On 4/19/2020 at 12:22 PM, NRSKarenRN said:JAMA Clinical Guidelines Synopsis
March 26, 2020
Management of Critically Ill Adults With COVID-19
Thank you Karen!
I read this yesterday and bought a pulse oximeter today after reading this. It is well worth reading.
QuoteThe Infection That’s Silently Killing Coronavirus Patients
... There is a way we could identify more patients who have Covid pneumonia sooner and treat them more effectively — and it would not require waiting for a coronavirus test at a hospital or doctor’s office.
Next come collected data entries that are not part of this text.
PR #4872, opened 2025-10-08
QUIC: Skip packets with fixed_bit 0

### LINKED ISSUE #4847: QUIC violation: expected 3 bytes (0 available) from quic/QUIC.spicy:466:5-466:50
Relates to #4461 - observing these QUIC violations my local WLAN network and ran a capture for a bit to grab these.

[quic-39264-rand.pcap.txt](https://github.com/user-attachments/files/22519558/quic-39264-rand.pcap.txt)
[quic-38677-rand.pcap.txt](https://github.com/user-attachments/files/22519559/quic-38677-rand.pcap.txt)

```
#fields ts      analyzer_kind   analyzer_name   uid     fuid    id.orig_h       id.orig_p       id.resp_h       id.resp_p       proto   failure_reason  failure_data
#types  time    string  string  string  string  addr    port    addr    port    enum    string  string
1758728767.168016       protocol        QUIC    C95jX14kZxOxIPu3J8      -       765b:b77b:dad1:7e73:56f9:5a0f:52a3:f4f  39264   725f:1f71:525f:a3b:525f:3673:525f:3673  443     udp     expected 3 bytes (0 available) (/home/awelzel/corelight-oss/zeek/src/analyzer/protocol/quic/QUIC.spicy:466:5-466:50)  \xcf\x00\x00\x00\x01\x08\xce\xefy\x90\xf5\xbb@q\x03\x1em\xc7@F\x00\xe6\x88N\xea\xe9(\xc4\xa08\xde\xf6e8N\x18\xb6\x0aE5
```
Wireshark reports malformed packet, but doesn't completely fail on it. Wonder if it's really just this trailing `\x00`, but haven't looked in earnest.

Image

awelzel:
The RFC specifies that QUIC packets with unset fixed_bit need to be discarded. Do so.

Fixes #4847


src/analyzer/protocol/quic/QUIC.spicy
```diff
@@ -539,7 +556,9 @@ type Packet = unit(from_client: bool, context: Context&) {
                 self.crypto_sink = Null;
             }
         }
-    };
+
+        # Only parse the packet if fixed_bit == 1
+    } if(self.first_byte.fixed_bit);
```
bbannier: It isn't really clear to me from the code whether we really "discard the package" if `fixed_bit` is unset, e.g., I would need to check that `packet_data` or `frames` have no hooks attached, and that the value of computed fields like `decrypted_data` makes sense.

Is there a reason we cannot simply wrap parsing we wouldn't want to do in a conditional block? This would also allow us to keep the checking in a single place instead of having to sprinkle it in field attributes far away.

src/analyzer/protocol/quic/QUIC.spicy
bbannier: FYI, I fixed spicy-format to correctly indent the block and released 0.27.0.

src/analyzer/protocol/quic/QUIC.spicy
awelzel: > Is there a reason we cannot simply wrap parsing we wouldn't want to do in a conditional block?

Just didn't like the extra indentation and I think the `if()s` do the right thing, but I agree it's spaghetti.

Let me do the huge switch indent.

awelzel: @timwoj - this should go into 8.0.2. Sorry for the immense diff.

PR #4873, opened 2025-10-08
Introduce QUIC::discarded_packet() event and include as X in QUIC history

awelzel:
Addition to #4872, but not for 8.0.2.

Requires: https://github.com/zeek/zeek-testing/pull/25


0xxon:
I think you forgot the test baseline :)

It requires detecting silent hypoxia early through a common medical device that can be purchased without a prescription at most pharmacies: a pulse oximeter...
https://www.nytimes.com/2020/04/20/opinion/coronavirus-testing-pneumonia.html
Herring:
Thanks for posting this excellent opinion article by Dr. Levitan about what he learned during 10 days of treating Covid pneumonia at New York's Bellevue Hospital.
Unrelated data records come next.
PR #4874, opened 2025-10-08
Replace g_frame_stack with call_stack used by ScriptProfiler

timwoj:
This is a third try at reducing the CPU time spent in debugger code when not actually use the debugger. @awelzel noted in the last PR that we're currently storing two copies of the call stack: one for the debugger, and one for the script profiler. This PR combines the uses of the former into the latter, and only keeps that copy instead of both.

it also makes a change to how we handle a couple of the script-level statements, abstracting away the code the would be used in the debugger so that it's not used during normal run-times.

### DIFF
--- a/src/Frame.h
+++ b/src/Frame.h
@@ -20,11 +20,11 @@ using ValPtr = IntrusivePtr<Val>;
 
 class BrokerListView;
 class BrokerData;
+class Func;
 
 namespace detail {
 
 class CallExpr;
-class ScriptFunc;
 using IDPtr = IntrusivePtr<ID>;
 
 namespace trigger {
@@ -47,7 +47,7 @@ public:
      * @param func the function that is creating this frame
      * @param fn_args the arguments being passed to that function.
      */
-    Frame(int size, const ScriptFunc* func, const zeek::Args* fn_args);
+    Frame(int size, const Func* func, const zeek::Args* fn_args);
 
     /**
      * Returns the size of the frame.
@@ -117,7 +117,7 @@ public:
     /**
      * @return the function that the frame is associated with.
      */
-    const ScriptFunc* GetFunction() const { return function; }
+    const Func* GetFunction() const { return function; }
 
     /**
      * @return the arguments passed to the function that this frame
@@ -130,7 +130,7 @@ public:
      *
      * @param func the function for the frame to be associated with.
      */
-    void SetFunction(ScriptFunc* func) { function = func; }
+    void SetFunction(Func* func) { function = func; }
 
     /**
      * Sets the next statement to be executed in the context of the frame.
@@ -239,7 +239,7 @@ private:
     const OffsetMap* captures_offset_map = nullptr;
 
     /** The function this frame is associated with. */
-    const ScriptFunc* function = nullptr;
+    const Func* function = nullptr;
 
     // The following is only needed for the debugger.
     /** The arguments to the function that this Frame is associated with. */
@@ -266,4 +266,4 @@ private:
  * DebugFrame which provides the information that the debugger uses. See:
  * https://stackoverflow.com/a/16211097
  */
-extern std::vector<zeek::detail::Frame*> g_frame_stack;
+// extern std::vector<zeek::detail::Frame*> g_frame_stack;
--- a/src/Func.cc
+++ b/src/Func.cc
@@ -93,10 +93,11 @@ std::string render_call_stack() {
         if ( lvl > 0 )
             rval += " | ";
 
-        const auto& name = ci.func->GetName();
+        const auto& name = ci.frame->GetFunction()->GetName();
         std::string arg_desc;
 
-        for ( const auto& arg : ci.args ) {
+        const auto& args = ci.frame->GetFuncArgs();
+        for ( const auto& arg : *args ) {
             ODesc d;
             d.SetShort();
             arg->Describe(&d);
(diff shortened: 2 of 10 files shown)


src/Frame.h
```diff
@@ -266,4 +267,4 @@ class Frame : public Obj {
  * DebugFrame which provides the information that the debugger uses. See:
  * https://stackoverflow.com/a/16211097
  */
-extern std::vector<zeek::detail::Frame*> g_frame_stack;
+// extern std::vector<zeek::detail::Frame*> g_frame_stack;
```
timwoj, line 269: I left this in commented out, solely because of the comment above it. There may be more we can do here, but it would require some actual cycles spent on the debugger.

timwoj:
This doesn't result in nearly the same savings as the previous PR. The first image below is from #4852, the second one is from this PR. There are still some savings in a few of the benchmarks, but it's actually a loss in others that were gains in the first version.

Screenshot 2025-10-08 at 11-11-58 PR-Metrics - Dashboards - Grafana

Screenshot 2025-10-08 at 11-11-04 PR-Metrics - Dashboards - Grafana

awelzel:
> This doesn't result in nearly the same savings as the previous PR. 

I saw it too :-( My understanding is that BIF function calling got significantly slower with this change (bar in the middle), while the `StmtList` / `IfStmt` changes from a351a73e06237c999533ecec865f51f862dd14c9 probably help everywhere else. The logging tests all go through `Log::write()` so if BifFuncs get slower, they all get slow.

image


Maybe a separate PR for just that StmtList/IfSmt commit? That seems reasonable to me. For the frame / function calls improvements, probably needs some low-level hacking. I know ZAM as specialized e.g. `Log::write()` to not go through ScriptFunc / BifFunc at all, so a bit unsure if it's really worth looking more. At the same time, it'd be nice if function calls were much less expensive and optimizing them not required.

Heh, I just realized I looked at this before - see #4182 (removing Obj inheritance from Frame and using placement this for frames to allocate frame and slots at once). I think it helped, but I left the same comment about ZAM there before :-)

timwoj:
> I saw it too :-( My understanding is that BIF function calling got significantly slower with this change (bar in the middle)

Turns out I had left an errant debugging `printf` in a spot where only the BIF code was hitting it. I also caught a few places where I could be using references instead of copying the frame pointers. It should be much faster now. I'll wait for benchmark results. It might be because it's storing a `FramePtr` in `CallInfo` now, and so it's having to do the lookup against that instead of looking at the `Func*` and `Args` directly. On top of that, it might be hitting some vtable lookups since Frame stores a `Func*` instead of a `ScriptFunc*`.

timwoj:
Yep, most of the hit is from the Frame allocation and deallocation in `BuiltinFunc::Invoke`. Top is master, bottom is branch:

Screenshot 2025-10-10 at 4 22 08 PM
Screenshot 2025-10-10 at 4 22 00 PM

src/Frame.h
```diff
@@ -117,7 +118,7 @@ class Frame : public Obj {
     /**
      * @return the function that the frame is associated with.
      */
-    const ScriptFunc* GetFunction() const { return function; }
+    const Func* GetFunction() const { return function; }
```
awelzel, line 120: Is it worth templatizing this one defaulting to  `<T = Func>`, but allow passing BuiltinFunc or ScriptFunc classnames? Could then put a debug-only assert if function kind isn't matching the class we want to cast to. And it avoids the `static_cast` on the call side.

src/Func.cc
```diff
@@ -331,17 +332,16 @@ ValPtr ScriptFunc::Invoke(zeek::Args* args, Frame* parent) const {
         return Flavor() == FUNC_FLAVOR_HOOK ? val_mgr->True() : nullptr;
     }
 
-    auto f = make_intrusive<Frame>(frame_size, this, args);
+    Frame f{static_cast<int>(frame_size), this, args};
```
awelzel, line 335: I didn't feel brave enough to do that, but I like it!  This allocates the Frame object on the native C++ stack instead of the heap, so its lifetime is now bound to the native C++ stack. The elements/slot array will still be on the heap, but that's separate (and automatically freed when the frame is destructed). This now also implies that `Frame` should not to be a `Obj` or ref-counted anymore (indeed `Unref()`  on a stack allocated `Obj` is very dangerous).

So 👍👍 from me and some day someone follows up with removing `Obj` inheritance from `Frame`? :-)

src/Func.h
```diff
@@ -339,21 +340,16 @@ class BuiltinFunc final : public Func {
...
 };
 
 extern bool check_built_in_call(BuiltinFunc* f, CallExpr* call);
 
 struct CallInfo {
-    const CallExpr* call;
-    const Func* func;
-    const zeek::Args& args;
+    const CallExpr* call = nullptr;
+    Frame* frame = nullptr;
```
awelzel, line 351: This is great. I had wondered if `Frame` isn't anyhow tracking all that info. In fact, I wonder if `call` (parent call expr) could be part of `Frame` and suddenly `call_stack` is just frames.

Nothing to be done here, but could be a follow-up.

src/Func.h
```diff
@@ -42,6 +42,7 @@ class Frame;
 using ScopePtr = IntrusivePtr<Scope>;
 using IDPtr = IntrusivePtr<ID>;
 using StmtPtr = IntrusivePtr<Stmt>;
+using FramePtr = IntrusivePtr<Frame>;
```
awelzel: Leftover?

src/Frame.h
timwoj: There's a couple of ways I could do that assert, but both of them would require the full type information instead of just forward declarations. I was trying not to have to include Func.h here.

awelzel: The assert was mostly a nice to have.

timwoj:
I realized late that `g_frame_stack` isn't in a namespace and should technically go through a deprecation cycle. I'm opting to skip it for the following reasons:
- The likelihood of external use of this variable is probably very low, and those uses can be adapted. We only know of one external use at the moment.
- The only way to deprecate it involves either keeping the variable around entirely (defeating the point of this PR) or creating some sort of wrapper to the frame stack that mimics `std::vector` but looks at `call_stack` internally, which is complicated enough that it's not worth it.

I added a note to NEWS in the Breaking Changes about the removal and the lack of deprecation.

Quote...We are just beginning to recognize that Covid pneumonia initially causes a form of oxygen deprivation we call “silent hypoxia” — “silent” because of its insidious, hard-to-detect nature.
...Pneumonia is an infection of the lungs in which the air sacs fill with fluid or pus. Normally, patients develop chest discomfort, pain with breathing and other breathing problems. But when Covid pneumonia first strikes, patients don’t feel short of breath, even as their oxygen levels fall. And by the time they do, they have alarmingly low oxygen levels and moderate-to-severe pneumonia (as seen on chest X-rays). Normal oxygen saturation for most persons at sea level is 94 percent to 100 percent; Covid pneumonia patients I saw had oxygen saturations as low as 50 percent....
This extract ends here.